Greendale — People who ride the bus to Southridge Mall will face changes Nov. 1. Four routes that serve Southridge will no longer stop near the Sears store, and Freeway Flyer service to Southridge will be discontinued.
Milwaukee County Transit System buses will no longer be allowed to layover on Southridge property. The four routes (14, 55, 64 and 76) that currently stop near Sears will now drop off and pick up passengers at the park-and-ride area near Edgerton Avenue, northeast of the mall. This is the area where the Route 46 Freeway Flyer route currently begins and ends.
Southridge's new policy takes effect Friday, Nov. 1.
"We'd rather keep stops closer to the mall because it better serves customers," MCTS spokeswoman Jackie Janz said. "Route 46 will not be stopping at Southridge. We are working diligently to identify the best routing alternative. It appears it will make stops along 76th Street. Unfortunately there is no clear-cut solution for this route. We will be updating customers ... as soon as the changes are solidified."

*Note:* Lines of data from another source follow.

Issue #3225, opened 2024-01-13
Add support for Harvard case.law


adam3smith:
https://cite.case.law/

Requested: https://forums.zotero.org/discussion/110768/zotero-connector-and-case-law-courtlistener/p1

Looks like you can easily get to API-based JSON results that should work well

franklindyer:
I was tinkering with this and noticed some really strange query selector behavior, maybe someone can point out what I'm doing wrong. I'm using [this entry](https://cite.case.law/so-2d/57/40/9903854/) as my test page.

First step was to extract the `api.case.law` URL corresponding to the given `cite.case.law` page. At first glance it might look like we can snatch the case ID e.g. `9903854` directly from the URL, but this isn't reliably possible, see for example [this page](https://cite.case.law/am-samoa/2/3/) in which the `cite` page URL doesn't contain the ID used in the `api` page URL. So it will be necessary to actually extract the `api` page URL from an HTML element's `href` attribute.

When I use the following query selector in my `scrape` function, it yields no results:

```
attr(doc, "a[href*='api.case.law/v1/cases/']", 'href');
```

But when I open the page in another browser, the corresponding query selector *does* yield results:

```
document.querySelectorAll("a[href*='api.case.law/v1/cases/']")
```

Also, using a regex-based text search of the entire document's `innerHTML` (which is awful, but I needed a sanity check) *also does* yield a match:

```
doc.body.innerHTML.match(/api\.case\.law\/v1\/cases\/([0-9]+)/)[0];
```

Any ideas what's going wrong here? Can anyone reproduce this? Maybe there is a silly mistake in my query selector. But I can't see why the same query selector that fails in `scrape` would succeed in another browser (I also have `"defer": true`, so I don't think it's a timing issue) even when the desired element is actually present in the raw text of the page's HTML.

adam3smith:
How exactly are you testing this? I just loaded https://cite.case.law/am-samoa/2/3/ into the Scaffold browser, created a new translator with the Web Translator template, changed detect so it always detects as a case and then put
`Z.debug(attr(doc, "a[href*='api.case.law/v1/cases/']", 'href'))` into the scrape function and ran detect. That returned  https://api.case.law/v1/cases/206939/ as expected. 
[...]

PR #3230, opened 2024-01-15
Fixes zotero/translators#3225 by adding Harvard Caselaw Access Project translator

franklindyer:
Closes [#3225](https://github.com/zotero/translators/issues/3225).

### DIFF
--- a/Harvard Caselaw Access Project.js
+++ b/Harvard Caselaw Access Project.js
@@ -9,7 +9,7 @@
 	"inRepository": true,
 	"translatorType": 4,
 	"browserSupport": "gcsibv",
-	"lastUpdated": "2024-01-16 05:45:02"
+	"lastUpdated": "2024-01-16 20:41:04"
 }
 
 /*
@@ -103,7 +103,7 @@ async function scrape(doc, url = doc.location.href) {
 	caseItem.shortTitle = abbrvCaseName;
 	caseItem.court = caseJson.court.name;
 	caseItem.dateDecided = caseJson.decision_date;
-	caseItem.docketNumber = caseJson.docket_number;
+	caseItem.docketNumber = caseJson.docket_number.replace(/[Nn]o\.?\s*/g, "");
 	caseItem.reporter = caseJson.reporter.full_name;
 	caseItem.reporterVolume = caseJson.volume.volume_number;
 
@@ -122,7 +122,7 @@ var testCases = [
 				"creators": [],
 				"dateDecided": "1947-02-07",
 				"court": "High Court of American Samoa",
-				"docketNumber": "No. 2-1944",
+				"docketNumber": "2-1944",
 				"language": "en-US",
 				"reporter": "American Samoa Reports",
 				"reporterVolume": "2",
@@ -145,7 +145,7 @@ var testCases = [
 				"creators": [],
 				"dateDecided": "1971-02-19",
 				"court": "Adams County Court of Common Pleas",
-				"docketNumber": "no. 47",
+				"docketNumber": "47",
 				"language": "en-US",
 				"reporter": "Pennsylvania District and County Reports",
 				"reporterVolume": "51",
@@ -193,7 +193,7 @@ var testCases = [
 				"creators": [],
 				"dateDecided": "1952-01-14",
 				"court": "Louisiana Supreme Court",
-				"docketNumber": "No. 40041",
+				"docketNumber": "40041",
 				"language": "en-US",
 				"reporter": "Southern Reporter, Second Series",
 				"reporterVolume": "57",
--- a/Harvard Caselaw Access Project.js
+++ b/Harvard Caselaw Access Project.js
@@ -9,7 +9,7 @@
 	"inRepository": true,
 	"translatorType": 4,
 	"browserSupport": "gcsibv",
-	"lastUpdated": "2024-01-17 00:57:03"
+	"lastUpdated": "2024-01-17 01:06:01"
 }
 
 /*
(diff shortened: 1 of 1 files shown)


Harvard Caselaw Access Project.js
```diff
@@ -0,0 +1,175 @@
+{
+	"translatorID": "2a1cafb9-6f61-48d3-b621-c3265fde9eba",
+	"label": "Harvard Caselaw Access Project",
+	"creator": "Franklin Pezzuti Dyer",
+	"target": "^https://(.*\\.)*case\\.law",
```
adam3smith, line 5: is this every anything other then cite.case.law? If not, let's just use `(cite\\.)?` (also, don't use `* `where `?` suffices)

Harvard Caselaw Access Project.js
```diff
@@ -0,0 +1,175 @@
...
+	return false;
+}
+
+function getSearchResults(doc, checkOnly) {
+	var items = {};
+	var found = false;
+	var rows = doc.querySelectorAll('div.result-title > div > a');
+	for (let row of rows) {
+		let href = row.href;
+		Z.debug(href);
```
adam3smith, line 55: comment out all but the most essential debug statements. Most translators won't have any.

Harvard Caselaw Access Project.js
```diff
@@ -0,0 +1,175 @@
...
+}
+
+async function scrape(doc, url = doc.location.href) {
+	let apiUrl = attr(doc, "a[href*='api.case.law/v1/cases/']", 'href');
+	let caseText = await requestText(apiUrl);
+	let caseJson = JSON.parse(caseText);
+
+	let caseItem = new Zotero.Item("case");
+	caseItem.language = "en-US";
+	caseItem.url = url;
```
adam3smith, line 85: I left the URL out of the CourtListener translator, but could go either way on this -- do you have any opinion on this? We definitely will want to save an attachment, though -- either a snapshot by using `document: doc` or a PDF. Again, open for either, but we'll definitely want to capture some full text.

Harvard Caselaw Access Project.js
```diff
@@ -0,0 +1,175 @@
...
+
+	caseItem.caseName = caseJson.name;
+	caseItem.shortTitle = caseJson.name_abbreviation;
+	caseItem.court = caseJson.court.name;
+	caseItem.dateDecided = caseJson.decision_date;
+	caseItem.docketNumber = caseJson.docket_number;
+	caseItem.reporter = caseJson.reporter.full_name;
+	caseItem.reporterVolume = caseJson.volume.volume_number;
+
```
adam3smith, line 94: I'm capturing the parallel citation in `history` in the Court Listener translator and I think that makes sense. They're often required in citations and while we can't 100% do this with Zotero, we can at least approximate it. You could iterate over citations.cite and concat with a comma, then write to history.

Harvard Caselaw Access Project.js
```diff
@@ -0,0 +1,175 @@
...
+		"type": "web",
+		"url": "https://cite.case.law/am-samoa/2/3/",
+		"items": [
+			{
+				"itemType": "case",
+				"caseName": "PASA of FAGATOGO, Plaintiff v. FAIISIOTA of FAGANEANEA, Defendant",
+				"creators": [],
+				"dateDecided": "1947-02-07",
+				"court": "High Court of American Samoa",
+				"docketNumber": "No. 2-1944",
```
adam3smith, line 110: I'd be inclined to strip `[Nn]o\\.?\s*` from `docketNumber`, but it is typically included in citations, so I could to either way.

Harvard Caselaw Access Project.js
```diff
@@ -0,0 +1,175 @@
...
+
+/** BEGIN TEST CASES **/
+var testCases = [
+	{
+		"type": "web",
+		"url": "https://cite.case.law/am-samoa/2/3/",
+		"items": [
+			{
+				"itemType": "case",
+				"caseName": "PASA of FAGATOGO, Plaintiff v. FAIISIOTA of FAGANEANEA, Defendant",
```
adam3smith, line 106: we'll probably have to leave this as is, but I'm not loving the all caps here, if we can get rid of them? Problem is that I don't see a way in which we wouldn't also get rid of (properly) all capsed acronyms that way.

Harvard Caselaw Access Project.js
franklindyer: It can also be just `case.law`, namely on the search pages. I can make this more specific by narrowing it down to `(cite\\.)?case\\.law`.

Harvard Caselaw Access Project.js
franklindyer: One brute-force solution occurs to me:
1. Split the title into words and detect which ones are all-caps.
2. For each of those words, search the case text body for the first (case-insensitive) match.
3. If an all-caps match is found, chances are that it's an acronym and should be left capitalized.
4. Otherwise, capitalize the word like a name. (I'm betting on the likelihood that if it's an acronym, it will appear again within the case text.)
This should deal with acronyms properly, but it involves searching an arbitrary amount of the case's text. Matches can probably be found early when they're present at all, so it may suffice to just look at the first couple paragraphs. Overkill?

adam3smith: That's clever -- and this is on triggered actions (i.e. within `doWeb`) so we don't need to go crazy chasing efficiency (and it doesn't make additional requests to the site. Let's try it if you don't mind?

Harvard Caselaw Access Project.js
franklindyer: I have no preference, but I'll strip them for the sake of consistency with your new CourtListener translator and with [this one](https://github.com/zotero/translators/blob/master/CanLII.js).

Harvard Caselaw Access Project.js
franklindyer: Went ahead and added the PDF attachment. Do you see any harm in keeping both the case URL and the full text PDF URL? I like redundancy :-)

adam3smith: Yeah, I think I'll add it to CourtListener.

For context: Nothing wrong with redundancy -- a URL in the URL field should generally be citeable, though (otherwise it goes into an attached link) -- for academic works, we use it only when it goes to the full text of the work, e.g. For legal materials I think the criteria might be a little different, but I'm not sure -- most people will cite cases without URL, but I'm inclined to see where they are adding the URL, it should be the one they actually retrieved the material from.

adam3smith:
Great, thanks!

Southridge General Manager Mary Mokwa said buses operated from the park-and-ride lot during weekends in summer 2012, when part of the parking lot had been rented by Harley-Davidson. She said Southridge's new policy mainly stems from safety concerns about buses operating on roadways heavily used by delivery trucks and people walking to and from parked cars.
"We're trying to solve a safety problem for all our shoppers," Mokwa said. "I believe this is going to create a safer environment for all Southridge shoppers."

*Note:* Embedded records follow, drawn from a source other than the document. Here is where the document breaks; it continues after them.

PR #3233, opened 2024-01-21
Add translator for Public Record Office Victoria

wragge:
New translator for checking. I think it's pretty straightforward as the metadata is all coming from their public API. Thanks!

### DIFF
--- a/Public Record Office Victoria.js
+++ b/Public Record Office Victoria.js
@@ -9,7 +9,7 @@
 	"inRepository": true,
 	"translatorType": 4,
 	"browserSupport": "gcsibv",
-	"lastUpdated": "2024-01-21 01:09:39"
+	"lastUpdated": "2024-01-21 03:13:11"
 }
 
 /*
@@ -191,7 +191,7 @@ var testCases = [
 				"url": "https://prov.vic.gov.au/archive/0C7B792B-F7F4-11E9-AE98-39C0B3AF8E48?image=1",
 				"attachments": [
 					{
-						"title": "Download PDF",
+						"title": "Download file as PDF",
 						"mimeType": "application/pdf",
 						"snapshot": false
 					},
@@ -199,6 +199,11 @@ var testCases = [
 						"title": "IIIF manifest",
 						"mimeType": "application/json",
 						"snapshot": false
+					},
+					{
+						"title": "Page 1 image",
+						"mimeType": "image/jpeg",
+						"snapshot": true
 					}
 				],
 				"tags": [],
--- a/Public Record Office Victoria.js
+++ b/Public Record Office Victoria.js
@@ -1,0 +1,211 @@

Asked if there had been serious accidents involving buses at Southridge, Mokwa said there had been "some very close calls. I've gotten calls from customers, employees and store managers (who) feel unsafe."

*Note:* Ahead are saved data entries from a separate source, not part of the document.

PR #3237, opened 2024-01-27
Unbreak NYPL translator when annotatedMarc = null

owcz:
NYPL Catalog translator does not work in multiple instances when there bib.annotatedMarc = null in the JSON

E.g., https://www.nypl.org/research/research-catalog/bib/cb2043942

By adding a check, the translator won't fail and it'll fall back to the second (scraper) option


adam3smith:
Thanks -- bump the timestamp, please?

adam3smith:
Thanks!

Under the Southridge plan, there will be a yellow-striped walkway to designate the path from the new bus stop to the nearest mall entrance. Transit Plus vehicles for those with disabilities will continue to drop off and pick up riders at the present stop.
"If anyone needs assistance, they will be able to call security and be provided whatever assistance they need," Mokwa added.
Don Natzke, director of the Milwaukee County Office for Persons with Disabilities, was critical of Southridge's move.
"Rendering a bus stop far less accessible flies in the face of the Americans with Disabilities Act, and inclusion," he said. "You've got low-wage retail workers using the bus; this is making it more difficult for them."
"They plan to impose this in the heart of the holiday shopping season," he continued. "I'm hoping businesses at the mall aren't backing mall management, and will work toward a solution."
A trend at malls
Bus access to privately owned malls has been an issue in several states. In August, shopping centers in Brookfield, Brown Deer and West Allis managed by Developers Diversified Realty removed county bus stops from those properties. Natzke said several malls in the Pittsburgh area owned by Southridge's owner, Simon Property Group of Indianapolis, have been criticized for moving bus stops to the outer edges of parking lots.
Asked if Simon has a corporate policy on bus access to its malls, Mokwa said, "I think it's a mall-by-mall, case-by-case issue."
Kieth Crum of the Milwaukee Transit Riders Union, which advocates for bus service, said he was "disappointed, but not surprised by Southridge management's actions. We feel the motivation is all about keeping bus riders away from the mall. This relocation disproportionately impacts persons who may have trouble crossing a parking lot for a long distance, including the elderly, persons with disabilities and families with small children.
"Bus riders are not Southridge's enemy. We are Southridge's customers and employees."
Mokwa said that "people are getting the wrong impression, that we don't want bus riders. That's simply not true. Bus riders are welcome. If they have ambulatory issues, that's what Transit Plus is for."
Layover location unknown
Left undetermined so far is where the displaced buses will layover. Mokwa said the village of Greendale has worked with Southridge on the issue, and has proposed creating a layover area along Grange Avenue, just south of the mall and adjacent to an elderly housing development.
Janz of MCTS said the Grange Avenue proposal is under consideration. She added that temporary layover arrangements may be made until Dec. 1, when the transit system is scheduled to make a seasonal round of schedule changes.
"We're still working out details," she said. "We might be using 76th Street. We ask customers to bear with us."